How does the single-drive, RAID 0, and RAID 1 compare between various chipsets? How does each chipset's performance scale moving from single-drive configurations to striped and mirrored two- and even four-drive arrays? Join me in an epic journey through nearly 200 performance graphs as we uncover the answers.
Lining up the competitors
Before we dive into the stack of graphs I've prepared, let's take a brief moment to go over the chipsets we'll be looking at today. I've highlighted a couple of key differences in a handy little table:
|Serial ATA ports||RAID support||Interconnect|
|Intel ICH5R||2||0, 1||Accelerated Hub Architecture (266MB/sec)|
|NVIDIA nForce3 250Gb||2, additional 2 via optional PHY||0, 1, 0+1, JBOD||HyperTransport (6.4GB/sec)|
|SiS SiS964||2||0, 1||MuTIOL (1.06GB/sec)|
|VIA VT8237||2, additional 2 via optional SATALite interface||0, 1, 0+1, JBOD||Ultra V-Link (1.06GB/sec)|
Starting at the top, we have Intel's ICH5R, which can be found in 875 and 865-series chipsets for Pentium 4 processors. Intel was the first to bring Serial ATA RAID to core logic chipsets, and it should be interesting to see how the ICH5R's performance holds up more than a year after its release. It should also be interesting to see how the ICH5R's performance compares with the competition given the chipset's relatively puny 266MB/sec interconnect between north and south bridge chips. With each of the ICH5R's Serial ATA ports capable of pushing 150MB/sec, interconnect bandwidth could be a rare commodity.
After the relatively old school ICH5R, it's only fitting that NVIDIA's brand new nForce3 250Gb is next on our list. The 250Gb a single-chip design with two Serial ATA ports, plus support for two more SATA ports via an external PHY interface. It's unclear how many mobo manufacturers will actually go the four-port route with the 250Gb, but we'll examine four-drive RAID 0 and 0+1 performance with our nForce3 250Gb reference board because there's nothing like the hum of four Raptors spinning away.
Moving along, we have SiS's SiS964 south bridge, which is available in both Pentium 4 and Athlon 64 chipsets. There's nothing particularly unique about the SiS964's capabilities when it comes to RAID support or interconnect speed. We've limited our testing of this south bridge to an Athlon 64 platform.

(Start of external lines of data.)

Issue #5056, opened 2018-03-28
Loading Spinner should have functional show() and hide() methods


ldayananda:
## Description
The [LoadingSpinner](https://github.com/videojs/video.js/blob/master/src/js/loading-spinner.js) component currently uses the [`vjs-waiting` and `vjs-seeking`](https://github.com/videojs/video.js/blob/master/src/css/components/_loading.scss) classes to display and hide itself. It would be much easier to use if the Component.hide() and Component.show() methods worked to hide and display the component and that is called where the classes are added currently.

### Expected
`LoadingSpinner.hide()` will hide the component and leave it in the DOM, `LoadingSpinner.show()` will show the component.

### Actual
Calling these methods does nothing

#### videojs
6.x

pilishen:
yeah,
`player.loadingSpinner.show()` or any other API would definitely be more clear than just `player.addClass('vjs-waiting')`

pilishen:
since there's already a `show()` and `hide()`, maybe we could also use `appear()` and `disappear()`

PR #5590, opened 2018-11-14
feat: Add an api for vjs-waiting

BrandonOCasey:
Right now a few of the plugins that we manage have been manually adding and removing the `vjs-waiting` class on the player, which is a bit weird. I think it would be better to have an API for this, but if we decide not to go this route that would be fine.

### DIFF
--- a/src/js/player.js
+++ b/src/js/player.js
@@ -1664,7 +1664,7 @@ class Player extends Component {
     }
     ['progressControl', 'playToggle'].forEach(function(k) {
       if (this.controlBar[k]) {
-        this.controlBar[k].enable();
+        this.controlBar[k].disable();
       }
     });
   }
--- a/src/js/player.js
+++ b/src/js/player.js
@@ -1602,6 +1602,88 @@ class Player extends Component {
   }
 
   /**
+   * Get or set vjs-waiting class on the player. This shows the loading spinner.
+   *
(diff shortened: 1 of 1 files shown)


gkatsev:
I wonder if we need this as opposed to just making the loading spinner actually work independently of the vjs-waiting class? Then plugins could just hide the spinner or show it whenever they want independent of vjs-waiting, then vjs-waiting/waiting event can also show it

BrandonOCasey:
Yeah we could essentially do that to, but I am not sure we can do it without a major version

src/js/player.js
```diff
@@ -1601,6 +1601,88 @@ class Player extends Component {
...
+  /**
+   * Disable playToggle and progress controls, effectively disabling playback
+   */
+  disableControls() {
+    if (!this.controlBar) {
+      return;
+    }
+    ['progressControl', 'playToggle'].forEach(function(k) {
+      if (this.controlBar[k]) {
+        this.controlBar[k].enable();
```
OwenEdwards: Should this be `this.controlBar[k].disable();`?

gkatsev:
I think I'm going to close this for now. I think we need to think more about what we want out of this and what we can do with the loading spinner currently for #5056 and #5629. We can revisit this PR if we think that's the direction we want to go.

PR #5591, opened 2018-11-14
chore: Lint on pre-commit with lint-staged, use npm-merge-driver

BrandonOCasey:
Not having `lint-staged` or `npm-merge-driver-install` has been bugging me, they make the workflow a lot quicker when committing or merging package-lock changes. It also allows us to only lint the partially staged changes that we are working on during commit/push.

### DIFF
--- a/package.json
+++ b/package.json
@@ -114,11 +114,13 @@
     "karma": "^3.0.0",
     "karma-browserify": "^5.3.0",
     "klaw-sync": "^6.0.0",
+    "lint-staged": "^8.0.4",
     "load-grunt-tasks": "^4.0.0",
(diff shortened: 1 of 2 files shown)


package.json
```diff
@@ -176,7 +178,13 @@
   },
   "husky": {
     "hooks": {
-      "pre-push": "npm run lint -- --errors"
+      "pre-commit": "lint-staged"
     }
+  },
+  "lint-staged": {
+    "*.js": [
+      "vjsstandard --fix --errors",
```
gkatsev: looks like `--errors` can't be combined with `--fix`. Removing it makes it fix things.

PR #5592, opened 2018-11-14
chore: Remove grunt move to npm scripts

BrandonOCasey:
Depends on videojs/video.js#5589 

Remove grunt altogether for npm scripts.


gkatsev:
https://github.com/videojs/video.js/blob/master/Gruntfile.js can be removed as well

gkatsev:
We need to comb through out docs and remove grunt and update to npm commands

package.json
```diff
@@ -131,7 +121,7 @@
     "npm-run-all": "^4.1.2",
     "postcss-cli": "^6.0.0",
     "proxyquireify": "^3.0.0",
-    "qunit": "~2.5.1",
+    "qunit": "^2.8.0",
```
gkatsev: we want to keep this pinned to ~2.5.1 due to the stack trace issue

package.json
```diff
@@ -151,12 +141,11 @@
     "shelljs": "^0.8.1",
     "shx": "^0.3.2",
     "sinon": "^1.16.1",
-    "time-grunt": "^1.1.1",
     "tui-jsdoc-template": "^1.1.0",
     "uglify-js": "^3.3.21",
     "unified": "^7.0.1",
     "videojs-flash": "^2.1.0",
-    "videojs-generate-karma-config": "~5.0.0",
+    "videojs-generate-karma-config": "~4.0.2",
```
gkatsev: This also should be 5.x

package.json
```diff
@@ -17,56 +17,52 @@
...
+    "minify:js": "babel-node build/minify.js",
+    "minify:css": "npm-run-all minify:css:*",
+    "minify:css:cdn": "cleancss dist/alt/video-js-cdn.css -o dist/alt/video-js-cdn.min.css",
+    "minify:css:default": "cleancss dist/video-js.css -o dist/video-js.min.css",
     "watch": "npm-run-all -p watch:*",
     "watch:lang": "chokidar --initial 'lang/**/*.json' -c 'npm run build:lang'",
-    "watch:rollup": "npm run rollup-dev",
-    "watch:sass-default": "npm run sass:default -- --watch 'src/**/**/*.scss'",
-    "watch:sass-cdn": "npm run sass:cdn -- --watch 'src/**/**/*.scss'",
+    "watch:rollup": "rollup -c -w ",
```
gkatsev: this is missing `--no-progress`

package.json
```diff
@@ -17,56 +17,52 @@
...
-    "build:browserify-test": "browserify test/require/browserify.js -o build/temp/browserify.js",
-    "build:webpack-test": "webpack --hide-modules test/require/webpack.js build/temp/webpack.js",
-    "copy-fonts": "shx cp -R node_modules/videojs-font/fonts build/temp/font",
-    "copy-dist": "shx cp -R build/temp/* dist/",
-    "copy-examples": "shx cp -R docs/examples dist/",
+    "clean": "shx rm -rf ./dist ./test/dist ./docs/api",
+    "postclean": "shx mkdir -p ./dist/lang ./test/dist",
+    "changelog": "conventional-changelog -p videojs -i CHANGELOG.md -s",
+    "build": "npm-run-all build-dev minify zip",
+    "build-dev": "npm-run-all clean lint-errors build:js build:css build:lang build:copy build:test",
```
gkatsev: I would move `build:test` just to `npm test`

package.json
```diff
@@ -17,56 +17,52 @@
...
+    "build:test": "npm-run-all build:test:*",
+    "build:test:a11y": "shx cp sandbox/descriptions.html.example sandbox/descriptions.test-a11y.html",
+    "build:test:browserify": "browserify test/require/browserify.js -o test/dist/browserify.js",
+    "build:test:webpack": "webpack --hide-modules test/require/webpack.js test/dist/webpack.js",
+    "build:copy": "npm-run-all build:copy:*",
+    "build:copy:fonts": "shx cp -R node_modules/videojs-font/fonts dist/font",
+    "build:copy:examples": "shx cp -R docs/examples dist/",
+    "build:js": "rollup -c --no-progress",
```
gkatsev: I believe we want progress here, just not in the watch

package.json
```diff
@@ -17,56 +17,52 @@
...
-    "cssmin:default": "cleancss dist/video-js.css -o dist/video-js.min.css",
-    "sass": "npm-run-all sass:* autoprefixer",
-    "sass:cdn": "node-sass src/css/vjs-cdn.scss dist/alt/video-js-cdn.css",
-    "sass:default": "node-sass src/css/vjs.scss dist/video-js.css",
-    "autoprefixer": "npm-run-all -p autoprefixer:*",
-    "autoprefixer:main": "postcss --verbose --config postcss.config.js -d dist/ dist/video-js.css",
-    "autoprefixer:cdn": "postcss --verbose --config postcss.config.js -d dist/alt dist/alt/video-js-cdn.css",
-    "rollup": "rollup -c",
-    "rollup-dev": "rollup -c -w",
+    "build:lang:copy": "shx --verbose cp -R lang/* dist/lang/",
```
gkatsev: this shouldn't have --verbose in it

package.json
```diff
@@ -17,56 +17,52 @@
...
+    "lint-errors": "vjsstandard --errors",
+    "start": "npm-run-all -p watch karma-server",
     "karma-server": "karma start test/karma.conf.js --singleRun=false --auto-watch",
-    "karma-run": "karma start test/karma.conf.js",
-    "test": "grunt test",
-    "docs": "npm run docs:lint && npm run docs:api",
-    "jsdoc": "jsdoc",
-    "predocs:api": "node -e \"var s=require('shelljs'),d=['docs/api'];s.rm('-rf',d);\"",
-    "checktranslations": "grunt check-translations",
+    "test": "npm-run-all build-dev test:*",
```
gkatsev: what about moving `build-dev` to `pretest`, then running `test:*` in parallel?

package.json
```diff
@@ -17,56 +17,52 @@
...
+    "watch:rollup": "rollup -c -w ",
+    "watch:css-default": "npm run build:css:default -- --watch 'src/**/**/*.scss'",
+    "watch:css-cdn": "npm run build:css:cdn -- --watch 'src/**/**/*.scss'",
     "assets": "node build/assets.js",
-    "grunt": "grunt",
     "lint": "vjsstandard",
-    "start": "npm-run-all -p start:grunt watch",
-    "start:grunt": "grunt dev",
+    "lint-errors": "vjsstandard --errors",
+    "start": "npm-run-all -p watch karma-server",
```
gkatsev: can we move `start` to the top of the scripts section?

package.json
```diff
@@ -17,56 +17,52 @@
...
-    "build:webpack-test": "webpack --hide-modules test/require/webpack.js build/temp/webpack.js",
-    "copy-fonts": "shx cp -R node_modules/videojs-font/fonts build/temp/font",
-    "copy-dist": "shx cp -R build/temp/* dist/",
-    "copy-examples": "shx cp -R docs/examples dist/",
+    "start": "npm-run-all -p watch karma-server",
+    "clean": "shx rm -rf ./dist ./test/dist ./docs/api",
+    "postclean": "shx mkdir -p ./dist/lang ./test/dist",
+    "changelog": "conventional-changelog -p videojs -i CHANGELOG.md -s",
+    "build": "npm-run-all build-dev minify zip",
+    "build-dev": "npm-run-all clean lint-errors build:js build:css build:lang build:copy build:test",
```
gkatsev: `build:copy` only needs to run on publish, there's nothing in there that's used for dev

package.json
```diff
@@ -17,56 +17,52 @@
...
+    "build:test": "npm-run-all build:test:*",
+    "build:test:a11y": "shx cp sandbox/descriptions.html.example sandbox/descriptions.test-a11y.html",
+    "build:test:browserify": "browserify test/require/browserify.js -o test/dist/browserify.js",
+    "build:test:webpack": "webpack --hide-modules test/require/webpack.js test/dist/webpack.js",
+    "build:copy": "npm-run-all build:copy:*",
```
gkatsev: I would make these just `copy` and `copy:fonts`, etc

package.json
gkatsev: maybe it's fine to leave it to match current functionality

package.json
BrandonOCasey: makes sense

package.json
BrandonOCasey: While that kind of makes sense, I think these should be bulit here so that they exist for the dev server.

package.json
BrandonOCasey: what if we just changed it to `build:fonts` and `build:examples` instead? To me even though these are not really building anything, they need to run with the rest of the build.

BrandonOCasey: I guess they could run as `copy` with `build` instead of `build-dev`

gkatsev: I don't think either fonts or examples are used anywhere directly except for providing those files in the published tarball

gkatsev:
Also, I realized that there are grunt tasks that were being used but not currently set:
- [`cdn-links`](https://github.com/videojs/video.js/blob/master/build/tasks/cdn-links.js) - used to fix up some URLs in the generated API docs
- [languages](https://github.com/videojs/video.js/blob/master/build/tasks/languages.js) - used to update the translations-needed doc
- [`sandbox`](https://github.com/videojs/video.js/blob/master/build/tasks/sandbox.js) - used to set up the initial sandbox folder and keep it maintained by copying the example files over to regular html files

gkatsev:
also, `build/bin` folder can be removed

gkatsev:
Last grunt tasks are ported via this PR https://github.com/videojs/video.js/pull/5634

PR #5611, opened 2018-11-24
Feat(player): add option to disable or override double-click handling. Fixes #5604

### LINKED ISSUE #5604: Disable full screen on double click
I want to completely disable full screen functionality. I removed fullscreen button like this: 

```
videojs('videoPlayer', {
            controlBar: {
                fullscreenToggle: false
            }
        });
```

But on double click it still goes to full screen. How to disable double click?

OwenEdwards:
## Description
Add a player option `dblclick` to disable or override double-click handling. Setting the option to `false` disables handling, setting it to a function allows double-click handling in that function.

## Specific Changes proposed
Added `dblclick` option to the player, and documented the option in docs/guides/options.md.

## Requirements Checklist
  - [x] Docs/guides updated


src/js/player.js
```diff
@@ -1856,10 +1856,19 @@ class Player extends Component {
...
-      } else {
-        this.requestFullscreen();
+      /*
+       * options.dblclick
+       * Set to false to disable double click handling
+       * Set to a function to substitute an external double click handler
+       */
+      if (this.options_.dblclick !== false) {
+        if (typeof this.options_.dblclick === 'function') {
+          this.options_.dblclick(event);
```
BrandonOCasey: Should we not allow this to be a function? Then if they want to handle it, they should listen for the event themselves and set this to false.

gkatsev:
We spoke about it a bit at grooming, we think that maybe having the option be a sub property of `useractions` or `actions` (either plural or singular) might be better. Then all hotkeys and gestures can be under this property.

src/js/player.js
gkatsev: An argument in favor of this being a method is that it makes it much easier to override the default behavior for a particular hotkey/gesture.

gkatsev: We should probably make this be a `.call(this, event)` so it's more similar to a regular event handler.

```suggestion
          this.options_.dblclick.call(this, event);
```

BrandonOCasey: I think its fine

OwenEdwards:
The `options` handling in this is compatible with #5571, so I think it's ready to be merged (although some manual merging will be needed on whichever one gets merged second). @gkatsev let me know what you want to do with this; I'd like to get it wrapped up soon too!

gkatsev:
Thanks @OwenEdwards. I'll take a look at this and #5571 tomorrow but it's possible it won't go in till next week. However, I'm thinking that we should just start merging things and we can have a patch release off on a separate branch for stuff like the fullscreen fix to stop holding up these PRs (and since I'm thinking that the `reset` changes maybe should just be a minor).

OwenEdwards:
@gkatsev grrr! I accepted your "suggestion[s] to updating the if statements a bit", and it looks like the GitHub UI merged them with trailing spaces which then fails the lint testing in Travis.

gkatsev:
Heh, whoops.

PR #6657, opened 2020-05-17
Add support for CAF, FLAC and WAV format

yuyichao:
## Description

Following https://en.wikipedia.org/wiki/HTML5_audio#Supported_audio_coding_formats
and https://hpr.dogphilosophy.net/test/index.php . These are formats that are supported
on some (most?) browsers.

Tested with a patched version of seafile. The flac and wav files correctly plays on
chromium on my Linux laptop and the caf file plays on my iPad.
(Chromium appears to play the caf file just fine but claim to not support it.)

Of course not all browsers support these but according to #5982 and my test result
I assume the browser detection is implemented somewhere else already.

## Specific Changes proposed
See commit message, new extention to mimetype mapping added.

## Requirements Checklist
- [x] Feature implemented
  - [x] Change has been verified in an actual browser (Chomium on Linux and iPad)
  - [ ] Docs/guides updated


yuyichao:
As a side note, the comment about seems to be out-dated. http://hul.harvard.edu/ois/////systems/wax/wax-public-help/mimetypes.htm is not accessable AFAICT. (Redirected back to harvard library home pape...)

yuyichao:
Gentle ping. Seems that there were activities on the repo again (after a quiet week or two).

yuyichao:
Is the `needs: LGTM` there for

> Reviewed by Two Core Contributors

?

PR #6685, opened 2020-06-03
Fix on demand load of default text track

Chocobozzz:
Hi, and thanks for the *load on demand* text track feature.

Just noticed a bug: when you use `addRemoteTextTrack` and set `default` to `true` before/while the player is being initialized, then videojs displays duplicate captions.

That's because https://github.com/videojs/video.js/blob/master/src/js/tracks/text-track.js#L73 is called twice at the same time:
 * In https://github.com/videojs/video.js/blob/master/src/js/tracks/text-track.js#L345 when we use `addRemoteTextTrack`
 * In https://github.com/videojs/video.js/blob/master/src/js/tracks/text-track.js#L242 (called by https://github.com/videojs/video.js/blob/master/src/js/tracks/text-track-display.js#L143 on player initialization)

This PR adds a guard in `loadTrack` to avoid parallel loading of the same track

### DIFF
--- a/src/js/tracks/text-track.js
+++ b/src/js/tracks/text-track.js
@@ -71,6 +71,12 @@ const parseCues = function(srcContent, track) {
  * @private
  */
 const loadTrack = function(src, track) {
+  if (track._loading === true) {
+    return;
+  }
+
+  track._loading = true;
+
   const opts = {
     uri: src
   };
@@ -87,6 +93,8 @@ const loadTrack = function(src, track) {
   }
 
   XHR(opts, Fn.bind(this, function(err, response, responseBody) {
+    track._loading = false;
+
     if (err) {
       return log.error(err, response);
     }


Chocobozzz:
Is there anything wrong with this PR?

Chocobozzz:
Please don't close, this is a bug preventing us to use the *on demand* text track feature

gkatsev:
@Chocobozzz hey, thanks for your patience. Do you have a live sample or a code snippet I can try out to test this?
Locally, I'm trying:
```js
var player = videojs(document.querySelector('video'), {
  html5: {
    nativeAudioTracks: false,
    preloadTextTracks: false, // I've also tried true which should be the default
  }
});

player.addRemoteTextTrack({
  kind: 'captions',
  src: '../docs/examples/shared/example-captions.vtt?foo',
  label: 'English',
  srclang: 'en-us',
  default: true
})
```
I've also wrapped `player.addRemoteTextTrack` in a `player.ready()`. Without it, I actually don't get a track added and with it, I only get 1.

Chocobozzz:
Hi @gkatsev 

I can reproduce using this HTML code:

```
<html>

<head>
  <link href="https://unpkg.com/video.js/dist/video-js.css" rel="stylesheet">
  <meta charset="utf-8">
  <title>Video.js Starter Template</title>
</head>

<body>
  <video id="my_video" class="video-js" controls width="640" height="268" poster="https://vjs.zencdn.net/v/oceans.png">
  </video>
  <script src="https://unpkg.com/video.js/dist/video.js"></script>

  <script>
    var player = videojs(document.querySelector('video'), {
      html5: {
        preloadTextTracks: false
      }
    });

    player.ready(() => {

      player.src({
        type: 'video/mp4',
        src: 'https://vjs.zencdn.net/v/oceans.mp4'
      })

      player.addRemoteTextTrack({
        kind: 'captions',
        id: 'toto',
        src: 'https://raw.githubusercontent.com/Chocobozzz/PeerTube/develop/server/tests/fixtures/subtitle-good2.vtt',
        label: 'English',
        default: true
      }, false)
    })
  </script>
</body>

</html>
```

Since this is a *timing* issue, sometimes it correctly displays 1 subtitle.

brandonocasey (approved):
I was able to reproduce this issue and the fix works.

jdmunro:
I can also confirm the fix works.

Chocobozzz:
https://github.com/videojs/video.js/pull/7021 seems to fix the source of the bug. I think we can close this PR.

gkatsev:
Thanks, I'll take a look at both PRs soon. I haven't forgotten, just busy...

gkatsev:
Yeah, can confirm that both fix the issue. https://github.com/videojs/video.js/pull/7021 does seem like a much simpler fix.
Thank you for taking the time to check this PR and also reviewing the other PR!

PR #6694, opened 2020-06-06
feat: support vtt regions

gkatsev:
This depends on PR https://github.com/videojs/vtt.js/pull/50 and would need a new vttjs release.
The change is fairly simple and stays within the current API constraints of vttjs.
The only change necessary for regions is to not clear the display ourselves but let vttjs handle it now.


src/js/tracks/text-track-display.js
```diff
@@ -243,7 +243,7 @@ class TextTrackDisplay extends Component {
     const tracks = this.player_.textTracks();
     const allowMultipleShowingTracks = this.options_.allowMultipleShowingTracks;
 
-    this.clearDisplay();
+    // this.clearDisplay();
```
gkatsev, line 246: probably should do this in a backwards compatible way, so, if someone is using an older vttjs, captions don't just accumulate.

gkatsev: Looks like vtt.js already removed old things, so, this was never necessary, really. The addition of the else below with clearDisplay is necessary though for when turning all the captions off.
Thus, this line can be removed and we will be backward and forward compatible.

src/js/tracks/text-track-display.js
```diff
@@ -290,6 +288,8 @@ class TextTrackDisplay extends Component {
         this.setAttribute('aria-live', 'assertive');
       }
       this.updateForTrack(descriptionsTrack);
+    } else {
+      this.clearDisplay();
```
gkatsev, line 292: This is necessary to clear the cues whenever we turn off all the captions. This makes it so that this PR is backward and forwards compatible.

Issue #5706, opened 2018-12-23
dispose() gives error: Cannot read property 'classList' of null


DimaM-BeStreet:
## Description
Hey guys, I've been going crazy for a full day over this bug, thinking i must be missing something (i still might be)
basically I get an error every time I use dispose, including this super simple reduced case:
https://codepen.io/dimam-bestreet/pen/GPmoxX

## Steps to reproduce
1. add dynamically a video
2. run .dispose on it
3. look in the chrome (Chromium 65) dev-tools for this error:
VM76237:214 Uncaught TypeError: Cannot read property 'classList' of null
    at VideojsDelegate (<anonymous>:214:46)
    at add_element (<anonymous>:395:17)
    at MutationObserver.<anonymous> (<anonymous>:419:17)

### Expected
no error..

### Actual
error... ^^

### Error output
If there are any errors at all, please include them here.
VM76237:214 Uncaught TypeError: Cannot read property 'classList' of null
    at VideojsDelegate (<anonymous>:214:46)
    at add_element (<anonymous>:395:17)
    at MutationObserver.<anonymous> (<anonymous>:419:17)

## Additional Information
I've checked in firefox - no error!
I am using crome (Chromium 65) on linux (if that has anything to do with anything)

#### videojs
7.3.0
#### browsers
Chromium 65, firefox seems ok
#### OSes
I've checked only mine - linux mint 17.3
### plugins
nope

Is this is only related to the fact im using Chromium 65??

gkatsev:
Unfortunately, I'm unable to reproduce locally or in browserstack on chrome 65 on win10 or macos.

DimaM-BeStreet:
I'll test it on my phone this week, if it works - no problem really...
Thank you!
Dima

thijstriemstra:
I think i've seen this in a unit test before (so don't wait for `ready` event but `dispose` right away or something like that).

armaha:
Hi,
I also notice the same issue, with almost the exact same stack trace for VideoJs 6.6. It also only occurs in Chrome. We block our instance from calling dispose if not ready like this: 
```
if(this.player) {
    this.player.dispose();
}

```
We instantiate the player like this:
```
const nonReadyPlayer = videojs(
                    this.videoId,
                    this.videoConfig,
                    () => {
                        this.player = nonReadyPlayer;
                    }
);
```

[...]

PR #6701, opened 2020-06-09
fix: check element for null in case of a disposed player

travisbader:
## Description
https://github.com/videojs/video.js/issues/5706

## Specific Changes proposed
Fail fast

## Requirements Checklist
  - [ ] Docs/guides updated

### DIFF
--- a/src/js/utils/dom.js
+++ b/src/js/utils/dom.js
@@ -280,6 +280,10 @@ export function addClass(element, classToAdd) {
  *         The DOM element with class name removed.
  */
 export function removeClass(element, classToRemove) {
+  // Protect in case the player gets disposed
+  if (!element) {
+    return null;
+  }
   if (element.classList) {
     element.classList.remove(classToRemove);
   } else {
--- a/src/js/utils/dom.js
+++ b/src/js/utils/dom.js
@@ -282,6 +282,7 @@ export function addClass(element, classToAdd) {
 export function removeClass(element, classToRemove) {
   // Protect in case the player gets disposed
   if (!element) {
+    log.warn("removeClass was called with an element that doesn't exist");
     return null;
   }
   if (element.classList) {


brandonocasey (commented):
Should we do this in most of the functions in this file?

gkatsev:
It's possible but generally they expose worse errors which are otherwise hidden by this null check.

brandonocasey:
I wonder if we should log a warning in this case then @gkatsev

src/js/utils/dom.js
```diff
@@ -280,6 +280,10 @@ export function addClass(element, classToAdd) {
  *         The DOM element with class name removed.
  */
 export function removeClass(element, classToRemove) {
+  // Protect in case the player gets disposed
+  if (!element) {
```
gkatsev, line 284: Can we add a log here something like
```
log.warn("removeClass was called with an element that doesn't exist");
```

gkatsev (commented):
We spoke about it and while we still have reservations about it, if we add a log for this and do the null check we can merge it in.

DaveStein:
@brandonocasey @gkatsev does this address my errors like this?

```
Uncaught TypeError: Cannot read property 'parentNode' of null
Uncaught TypeError: Cannot read property 'language' of null
Uncaught TypeError: Cannot read property 'classList' of null
Uncaught TypeError: Cannot read property 'classList' of null
Uncaught TypeError: Cannot read property 'classList' of null
```

in minified code I had seen it as coming from this line, when `on` is fired for `ready` event

```
this.readyQueue_=[],e&&e.length>0&&e.forEach((function(e){e.call(this)}),this),this.trigger("ready")}),1)},t.$=function(e,t){return jt(e,t||this.contentEl())},t.$$=function(e,t){return Ft(e,t||this.contentEl())},
```

gkatsev:
@DaveStein could be. Do you happen to have a live test page for this that you can share?

DaveStein:
@gkatsev unfortunately i haven't reproduced this yet myself but just see it in error logs.

gkatsev:
@DaveStein if you try latest `main`, we just merged a fix related to the readyQueue not being cleared out properly. We don't have a release out yet, but hopefully soon.

DaveStein:
Thanks for the update @gkatsev. Since I haven't reproduced this locally, I'll need to wait for the release to be able to update my repo and deploy it. I imagine the worst case scenario for a release update is that my issue won't be fixed. If it does, I'll comment in this thread as well so future people searching Google for the error will see this PR fixes both issues.

gkatsev:
Yes, once we get a release out, please circle back whether it's fixed or not.

Szefczuk:
Hi, when are you planning to merge this pr?

damjan25:
Any plans to merge this in next release ?

src/js/utils/dom.js
gkatsev:
```suggestion
  if (!element) {
    log.warn("removeClass was called with an element that doesn't exist");
```

gkatsev (approved):

brandonocasey (approved):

Finally, we have VIA's VT8237, which is available in a wide range of Pentium 4, Athlon XP, and Athlon 64 chipsets. Like the nForce3 250Gb, the VT8237 supports four Serial ATA ports by way of an external PHY interface. However, I was unable to find a motherboard that actually made use of more than the south bridge chip's two internal Serial ATA ports, so our VT8237 testing was limited to two-drive arrays. Since the VT8237 is widely available for different processor platforms, I've tested an Intel-based implementation in the PT880 chipset and an Athlon 64 implementation in the K8T800 chipset.
That sums up the competitors we'll be looking at today. If your head is spinning and you have no idea what RAID is, let alone the difference between RAID 0, 1, and 0+1 arrays, I suggest you check out the RAID school section of our IDE RAID round-up for the lowdown.